Anti-UCITA campaigner Cem Kaner also predicts that passage of UCITA will lead to inferior software. Kaner says UCITA will shift liability from software publishers and authors to the distributors and contractors who might install or service software. A consultant who specializes in Linux installations, then, would be liable for any harmful bugs in Linux, but the actual authors of the code itself would not be considered responsible. In the open-source world, argues Kaner, consultants and contractors tend not to be able to afford appropriate legal advice or liability insurance. UCITA, argues Kaner, might therefore act as damper on the entire open-source movement.

UCITA proponents argue exactly the opposite — they claim that since UCITA would legitimize open-source licenses, open-source developers would enjoy the security to keep hacking without worrying about liability issues. But no one really knows for sure what effect UCITA might have on open-source software — there simply isn’t yet any legal precedent that might hint at how courts will rule on open-source legal issues.

In any event, UCITA would have no direct effect on Stefan Harms and his open-source anesthesia project.

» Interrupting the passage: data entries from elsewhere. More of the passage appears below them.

PR #4153, opened 2022-11-06
Fix nowPlayingPageImageContainer height

Aimekram:
**Changes**
I set the container to preferably be square so it now acts like an image placeholder and as soon as the image is square it should work correctly :)

**Issues**
Fixes https://github.com/jellyfin/jellyfin-web/issues/2605


thornbill:
I think this component might also be used when playing content on another device using the "play on"/cast menu in which case the image might not always be square. That would need testing though.

dmitrylyzo:
In mobile layout in portrait orientation, the image container is `flex`, so image is centered and looks fine (`aspect-ratio` doesn't seem to affect flexbox).
We just need to make the height const.

Custom CSS for debugging:
```css
.nowPlayingInfoContainer{background-color:rgba(0,255,0,0.5)!important}
.nowPlayingPageImageContainer{background-color:rgba(255,0,0,0.5)!important}
.nowPlayingInfoControls{background-color:rgba(0,0,255,0.5)!important}
.nowPlayingInfoButtons{background-color:rgba(0,255,255,0.5)!important}
.nowPlayingPageImage,.nowPlayingPageImageAudio{opacity:0.5!important}
```

Aimekram:
Thanks for looking at my changes :) Should I do something more here?

dmitrylyzo:
I played with CSS, this makes the container a fixed area. The downside is that it probably won't upscale a smaller image:
```diff
diff --git a/src/components/remotecontrol/remotecontrol.scss b/src/components/remotecontrol/remotecontrol.scss
index 616ae61c4..6f665c7be 100644
--- a/src/components/remotecontrol/remotecontrol.scss
+++ b/src/components/remotecontrol/remotecontrol.scss
@@ -103,6 +103,7 @@
 }
 
 .nowPlayingPageImageContainer {
+    display: flex;
     width: 16%;
     aspect-ratio: auto 1 / 1;
     position: relative;
@@ -153,12 +154,9 @@
 }
 
 .nowPlayingPageImage {
-    display: block;
-    bottom: 0;
-    left: 0;
-    right: 0;
-    margin: 0 auto;
-    width: 100%;
+    margin: auto;
+    max-height: 100%;
+    max-width: 100%;
     -webkit-box-shadow: 0 0 1.9vh #000;
     box-shadow: 0 0 1.9vh #000;
     border-radius: 0.2em;
@@ -444,13 +442,6 @@
         font-size: 2em;
     }
 
-    .nowPlayingPageImage.nowPlayingPageImageAudio,
-    .nowPlayingPageImage.nowPlayingPageImagePoster {
-        width: auto;
-        max-width: 100%;
-        max-height: 100%;
-    }
-
     .playlistSectionButton .volumecontrol {
         width: 100%;
     }
```
Tested only in Chrome 107 and Firefox 107.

He’s in Canada, subject to a whole different set of laws and regulations. But that’s not to say he doesn’t have to worry about liability issues. When the matter at hand involves drugging a patient into a unconscious state in preparation for life-threatening surgery, the question of who will be held accountable when something goes wrong becomes paramount.

Harms doesn’t ignore the problem of liability. Even though he remains convinced that open-source software, in principle, should ultimately produce safer software, he acknowledges that there is a clear need for extensive testing. In his view, that’s exactly the roll that government agencies should play.

“I potentially see a need for some kind of government body to help officially check the software, to give assurance that a piece of software will do what it says it will do,” says Harms.

But that would still require someone to pay for the process. FDA approval doesn’t come cheap, as Shafer notes. That’s one reason why current “medical devices” used in anesthesiology — hardware or software — are so expensive.

Many, if not most programmers who work in the open-source world tend to look askance at any government involvement in the software industry. But there are some activists who argue that the government could provide a valuable public service by taking an activist pro-open-source position. Rigorous testing could be one element of such government action.

In any case, Harms hopes that liability fears aren’t allowed to squash progress in open-source medical software.

“In some ways the liability issue sort of slows it down,” says Harms, a native of South Africa. “Maybe rightly so, but if it completely blocks it, I’m going to say, OK, I’ll go back to Africa and develop it there. I do believe in a formalized process, but on the other hand we have to balance being so cautious that we are not doing anything at all.”